Figures on induced terminations of pregnancy refer only to procedures performed in Mississippi, and do not include transcripts of records of events that occurred in other states to Mississippi residents. Residence assignment was determined by the usual residence of the patient.
Marriages were classified according to place of issuance of the marriage license, place of occurrence of marriage, and place of residence of the bride. However, the figures on brides who were Mississippi residents are incomplete since there is no exchange among the states of transcripts of marriage records for nonresidents and the out-of-state marriages of Mississippi brides could not be included. Divorces were classified only according to place where the decree was granted, as there is no information regarding place of residence on the record.
The population figures used in this bulletin are 1995 population projections which were prepared by the Center for Policy Research and Planning located at the Mississippi Institutions of Higher Learning, 3825 Ridgewood Road, Jackson, Mississippi. The projections for the whole state are more reliable than those for the counties due to the fact that small numbers often behave erratically. For this reason, the state population was projected independently, making the state figures slightly different from the sum of the county figures. Projections for small counties and small categories, such as age/race/sex groups, should be used with caution. Any slight discrepancies in the figures are due to rounding.
The two categories for race used in this publication are white and nonwhite. White includes such groups as Caucasian, Anglo-American, Canadian, Cuban, French, Greek, Hispanic, Latin American, Mexican, Puerto Rican, Swedish, etc. Nonwhite includes such groups as Black, Afro-American, American Indian, Chinese, Japanese, Hawaiian, Filipino, and all other groups not considered as white.
Prior to 1989, all statistics regarding live births and fetal deaths were broken down by race of the child or fetus; however, beginning with 1989 and continuing with subsequent years all statistics on live births and fetal deaths will be reported by race of the mother. This includes any rates or ratios that involve figures for live births or fetal deaths. For example, the infant mortality rate for white infants will now be calculated using the number of live births to white mothers as the denominator.
Population-based rates for the state include those for live births, total deaths, and deaths from specific causes, except maternal deaths and deaths from certain conditions originating in the perinatal period. Figures on live births were used as the base for calculating fetal death ratios as well as rates for maternal deaths, infant, neonatal, and postneonatal deaths, and deaths from certain conditions originating in the perinatal period, as the birth counts represent the groups at risk more accurately than do general population figures.

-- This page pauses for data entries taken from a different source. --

PR #1970, opened 2020-05-26
[devtools] Patch @statechannels/devtools

geoknee:
(add missing devDependency)


geoknee:
@snario spotted another thing to fix f6f63d9

PR #1971, opened 2020-05-26
[nitro-protocol] Tweaks before publishing package

geoknee:
As I write the nitro-tutorial, I am spotting some things that could be nicer about this package (for external consumers).

### DIFF
--- a/packages/nitro-protocol/contracts/NitroAdjudicator.sol
+++ b/packages/nitro-protocol/contracts/NitroAdjudicator.sol
@@ -194,10 +194,18 @@ contract NitroAdjudicator is Adjudicator, ForceMove {
     * @param ab Variable parts of each of the pair of states
     * @param turnNumB turnNum of the later state of the pair.
     * @param appDefinition Address of deployed contract containing application-specific validTransition function.
-    * @return true if the later state is a validTransition from its predecessor, false otherwise.
+    * @return true if the later state is a validTransition from its predecessor, reverts otherwise.
     */
-    function validTransition(nParticipants, isFinalAB, ab, turnNumB, appDefinition) public view {
+    function validTransition(
+        uint256 nParticipants,
+        bool[2] memory isFinalAB, // [a.isFinal, b.isFinal]
+        ForceMoveApp.VariablePart[2] memory ab, // [a,b]
+        uint256 turnNumB,
+        address appDefinition
+        ) public pure returns (bool) {
+
         return _requireValidTransition(nParticipants, isFinalAB, ab, turnNumB, appDefinition);
+
     }
 }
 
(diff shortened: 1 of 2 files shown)


packages/nitro-protocol/contracts/NitroAdjudicator.sol
```diff
@@ -184,6 +184,29 @@ contract NitroAdjudicator is Adjudicator, ForceMove {
...
+        uint256 nParticipants,
+        bool[2] memory isFinalAB, // [a.isFinal, b.isFinal]
+        ForceMoveApp.VariablePart[2] memory ab, // [a,b]
+        uint256 turnNumB,
+        address appDefinition
+        ) public pure returns (bool) {
+
+        return _requireValidTransition(nParticipants, isFinalAB, ab, turnNumB, appDefinition);
+
+    }
```
geoknee, line 209: This will be more expensive (gas wise) than the function it wraps, due to it being a ` public` rather than `internal` function: that is, if this function ever gets called as a part of a transaction (`eth_call` is free). 

All of the transactions that a SC wallet might use still make use only of the wrapped function, so gas consumption of those transactions will be unaffected.

packages/nitro-protocol/contracts/NitroAdjudicator.sol
```diff
@@ -184,6 +184,29 @@ contract NitroAdjudicator is Adjudicator, ForceMove {
...
+    function validTransition(
+        uint256 nParticipants,
+        bool[2] memory isFinalAB, // [a.isFinal, b.isFinal]
+        ForceMoveApp.VariablePart[2] memory ab, // [a,b]
+        uint256 turnNumB,
+        address appDefinition
+        ) public pure returns (bool) {
+
+        return _requireValidTransition(nParticipants, isFinalAB, ab, turnNumB, appDefinition);
+
```
snario, line 208:
```suggestion
```

packages/nitro-protocol/src/index.ts
```diff
@@ -53,7 +53,7 @@ export {
   hashOutcome,
 } from './contract/outcome';
 
-export {State, VariablePart, getVariablePart} from './contract/state';
+export {State, VariablePart, getVariablePart, getFixedPart} from './contract/state';
```
snario, line 56: ?

geoknee: It's a function that  consumers of this package will probably want to use?

snario: Oh I misread this as an import, nevermind.

packages/nitro-protocol/contracts/NitroAdjudicator.sol
geoknee: We should discuss a strategy for tracking deployment addresses for each update to @statechannels/nitro-protocol.

PR #1978, opened 2020-05-26
Make persistent-seeder headless

snario:


geoknee:
I don't think this was a sufficient change to make it run headless. We also need to disable dappeteer in the environment variables.

https://github.com/statechannels/monorepo/blob/328793135811136792ff45de155713bcbd8b4c74/packages/e2e-tests/puppeteer/helpers.ts#L201

packages/persistent-seeder/persistent-seeder.ts
```diff
@@ -1,14 +1,16 @@
-import {setUpBrowser} from '@statechannels/e2e-tests/puppeteer/helpers';
+import {setUpBrowser, setupFakeWeb3} from '@statechannels/e2e-tests/puppeteer/helpers';
 import {uploadFile} from '@statechannels/e2e-tests/puppeteer/scripts/web3torrent';
 import {APP_URL as WEB3TORRENT_URL} from '@statechannels/e2e-tests/puppeteer/constants';
 
 export async function persistentSeeder(): Promise<void> {
   console.log('Opening browser');
-  const {browser, metamask} = await setUpBrowser(false, 0);
+  const {browser, metamask} = await setUpBrowser(true);
```
geoknee, line 7: This argument should probably be read in from the environment variable, which is how we currently handle configuration like this.

PR #2028, opened 2020-05-29
Log out version

lalexgap:
Now that we're relying on saved logs a lot more it probably make sense to log out the version so we can tell what changes are/aren't included when the log was generated.


andrewgordstewart:
Just a quick note: the version is already a part of the filename, so we have this data already.

This change is better, anyway. Filenames can change pretty easily

Issue #2033, opened 2020-05-31
[xstate-wallet] Budget Notifications never sent


geoknee:
As far as I can tell, we never call this function in the wallet:

https://github.com/statechannels/monorepo/blob/3c5d73e601166c9b788ad970081c917e60c74e41/packages/xstate-wallet/src/messaging.ts#L103-L110

Which means the app cannot display up to date information about the budget, since it currently expects these notifications so it can cache the budget in the payment-channel-client. 

I wasn't quite sure exactly where we should send this notification: in the application workflow? in the store?

geoknee:
@lalexgap Do you have thoughts?

lalexgap:
> @lalexgap Do you have thoughts?

I think we could create some `budget` related services or actions that we trigger from the workflow that 
- call the budget method in the `store` (aka `reserveFunds`)
- Sends out a budget notification 

I think this would follow a similar pattern that we use for `UpdateChannel` in the application workflow (https://github.com/statechannels/monorepo/blob/3c5d73e601166c9b788ad970081c917e60c74e41/packages/xstate-wallet/src/workflows/application.ts#L322)

It might make sense to create these in `workflow-utils` so we can share them between the `application` and `approve-budget` workflows.

Issue #2026, opened 2020-05-29
[web3torrent] Add additional UI to show ledger funds that are "locked" in app channels


geoknee:
Currently this UI reacts to an aggregate of funds over all payment channels : 

https://github.com/statechannels/monorepo/blob/50e77c3f81b64466584b012081bbc05baf9af5cf/packages/web3torrent/src/components/domain-budget-table/DomainBudgetTable.tsx#L43-L53
 
Spent/received are the numerators, spendBudget and recieveBudget are the denominators, and the ratio controls the position of our little speedometers: 

![Screenshot 2020-05-29 at 18 08 35](https://user-images.githubusercontent.com/1833419/83286200-6c958400-a1d7-11ea-852d-2bb8d6823427.png)

To me the idea of a budget a sort of license granted to wallet by the user, to sign off on changes to channels without prompting via the UI. Those changes in this instance are to my balance in any payment channel managed by web3torrent. I think the UI is doing a reasonable job of reflecting this.

If I run out of budget. Nothing super bad should happen. I just get another prompt from the wallet and increase my budget if I want to. No transactions necessary to recover from that.

I think there is also a need to also display information about the ledger channel with the hub, which is the funding source for all of these channels. It is one step higher in the funding tree, and is not covered by a budget, in the sense that we prompt the user when funding the ledger channel, and we also do not refer to any budget when allocating money from the ledger channel to a w3t payment channel. 

I would suggest that we want an *additional* component to show the following quantities of interest that relate to the ledger channel, namely: 

i) the amount allocated to Me
ii) the amount allocated to the Hub
iii) the sum of the amounts allocated to Payment channels.
iv) the amount I deposited on chain
v) the amount the hub has deposited on chain

If I run out of money in the ledger channel, this either requires a ledger channel top up or defunding of some running payment channels. 

This mockup is one way we could do it:
![Screenshot 2020-05-29 at 18 57 54](https://user-images.githubusercontent.com/1833419/83290287-517a4280-a1de-11ea-9630-eec5369be725.png)

A pot for me, a pot for the hub, and a pot for the payment channels which is divided into money that I should be able to get back into my pot, and money that my counterparties want to get back in their pot (which on my screen would go back into the hub's pot). Some of that (red gray, green gray) might need a challenge to recover.

Overall I think we should move towards thinking of budgets and ledger channels as fairly well independent of each other: up to now I think we have sometimes been using the terms interchangeably. 

But curious to know what others think.

[...]

PR #2034, opened 2020-05-31
[web3torrent] Improve budget UI

geoknee:
Work towards closing #2026 .

The main change is to consider your budget amounts and the running payment channels as fractions of the amount of money in your ledger channel (rather than the current approach which treats the money in your payment channels as fractions of your budget amounts). 

TODO
- [ ] Make it look nice. Colours? Tooltips? Fix styling on withdraw button
- [x] Fix the issue where budget amounts do not update on opening a new payment channel. ~Blocked on #2033~.
~Blocked on #2068~ still not seeing the updates I expect when funding a payment channel 
- [ ] Fix the issue that this UI component doesn't always seem to display itself #2063 
- [x] FIx broken tests `TimeoutError: waiting for selector ".domain-budget-table > tbody > tr" failed: timeout 30000ms exceeded
 `

Red section: hub's allocation ( = my receiving budget)
Orange section: my allocation ( = my spending budget)
Thin light orange / light red : total spent/ received in ("locked") payment channels. 

Screenshot 2020-05-31 at 10 09 59


packages/web3torrent/src/components/domain-budget-table/DomainBudgetTable.tsx
```diff
@@ -52,71 +42,53 @@ export const DomainBudgetTable: React.FC<DomainBudgetTableProps> = props => {
 
   const receiveBudget = bigNumberify(budgetCache.budgets[0].availableReceiveCapacity);
 
-  const inverseSpentFraction = spent.gt(0) ? spendBudget.div(spent).toNumber() : undefined;
```
geoknee, line 55: This was the wrong way to think about budgets.

packages/web3torrent/src/components/domain-budget-table/DomainBudgetTable.tsx
```diff
@@ -52,71 +42,53 @@ export const DomainBudgetTable: React.FC<DomainBudgetTableProps> = props => {
...
-  const inverseRecievedFraction = received.gt(0)
-    ? receiveBudget.div(received).toNumber()
-    : undefined;
-  const receiveFraction = inverseRecievedFraction ? 1 / inverseRecievedFraction : 0;
+  const total = spendBudget
+    .add(receiveBudget)
+    .add(spent)
+    .add(received); // this should be constant
+
+  const spendBudgetPercentage = spendBudget.gt(0) ? 100 / total.div(spendBudget).toNumber() : 0;
```
geoknee, line 50: This seems better to me.

geoknee: Note slightly contorted logic around computing percentages, because we use ethers BigNumbers which are always integers. This could probably be factored out into a helper function.

geoknee:
An improved UI around budget would help debug #2003, where a leading hypothesis is that users run out of budget. Every time we open an uploading payment channel, we should see a decrease in our receiving budget. Every time we open a downloading payment channel, we should see a decrease in our spending budget. The decrease is a constant amount,  even if we only end up upload/download 1 byte. On defunding, we should see a partial reversal of those changes.

packages/web3torrent/src/constants.ts
```diff
@@ -177,10 +177,7 @@ export {SINGLE_ASSET_PAYMENT_CONTRACT_ADDRESS};
 
 export const FUNDING_STRATEGY = process.env.FUNDING_STRATEGY === 'Direct' ? 'Direct' : 'Virtual';
 
-export const INITIAL_BUDGET_AMOUNT = utils.hexZeroPad(
-  utils.parseEther('0.000001').toHexString(),
-  32
-); // 1 Szabo (equivalent to 1000GB at 1 wei per byte)
+export const INITIAL_BUDGET_AMOUNT = utils.hexZeroPad(utils.parseEther('0.001').toHexString(), 32); //  (equivalent to 1GB at 1 wei per byte)
```
lalexgap, line 180: It looks like this larger budget is making the `receivedPercentage`/`spendPercentage` too small to actually show up on the pie chart.

lalexgap: Even at 1 szabo the percentage of funds locked up in a channel starts off really small which seems not to render in the pie chart.

geoknee: Yeah I set it to 1GB total initial budget (1000 times lower than it currently is), and was trying uploading a file of 100MB or so in an attempt to get visual confirmation of the data flow. But even then I don't see what I expect...

lalexgap: > Yeah I set it to 1GB total initial budget (1000 times lower than it currently is), and was trying uploading a file of 100MB or so in an attempt to get visual confirmation of the data flow. But even then I don't see what I expect...

I think the change to `INITIAL_BUDGET_AMOUNT` might be incorrect here. `0.001 Eth` is 1000 szabo or 1000 times larger than the previous budget. If I set it to a `gwei` (`0.000000001 Eth`) I see the locked funds on the pie chart fairly quickly. (Unfortunately I'm running into some issues right now where I get stuck on connecting or I would show a screenshot :) )

lalexgap: Using 
```
export const INITIAL_BUDGET_AMOUNT = utils.hexZeroPad(
  utils.parseEther('0.0000000001').toHexString(),
  32
); //  100 Mwei (or 100 mb) // TODO: Change this back
```
I see the pie chart look like I would expect (3.2Mwei would 3.2% of the budget)
image

lalexgap:
I'm wondering if a pie chart will the easiest way to communicate budget info. Right now with our default budget of 1 szabo the earned/spent slices will be incredibly small to start and I'm guessing for a lot of users will remain that way.  Considering that a 100 MB would take 100Mwei which would only be `0.01%` of the 1 szabo budget, we'll often have to deal with tiny little slices on the pie chart.

 We can explode the pie chart and add percentage labels but I think it might get a little visually busy doing that (and make mousing over sections of the chart more difficult).Although design is not my strong suit so perhaps it wouldn't be too bad!

packages/web3torrent/src/constants.ts
geoknee: Ah yes, it would have helped if I hadn't got confused between multiplication and division 😊

geoknee:
My view on this, is that this component is important enough that we should tune the maximum file size and initial budget so that users can easily what is going on. With the temporary budget things look good, IMO:

Screenshot 2020-06-04 at 14 37 06

geoknee:
I put the identity blockie inside the pie chart 😮 

Screenshot 2020-06-04 at 15 05 58

snario:
Just as a comment, this thing without labels is quite confusing.

I still kind of think it might be a good idea to move the entire budget UI into the "your budget" section so as a user you can avoid conflating the channels and torrenting concepts with the budget concepts.

packages/web3torrent/src/hooks/use-budget.ts
```diff
@@ -16,6 +16,7 @@ export function useBudget({ready}: {ready: boolean}) {
       setLoading(false);
     };
     if (ready) getAndSetBudget();
+    return paymentChannelClient.channelClient.onBudgetUpdated(getAndSetBudget);
```
geoknee, line 19: I did this so that components that use this hook will get re-rendered when a `'BudgetUpdated'` event fires. I had to make the `channelClient` a public property to do this.

geoknee: @kerzhner be good to get your thoughts.

geoknee: I think this solves the problem of the budget not always displaying: you might have a budget but your react components don't know about it yet. #2042

geoknee:
@snario :

Screenshot 2020-06-04 at 15 36 44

Classification of Cause of Death
Causes of death were assigned according to the Ninth Revision International Statistical Classification of Diseases, Injuries, and Causes of Death. The Ninth Revision was first used in 1979, and is not markedly different from the Eighth Revision. However, the periodic changes in the classification system which have occurred through the years have resulted in an unavoidable lack of comparability for some causes, and caution should be used in analyzing long-term trends.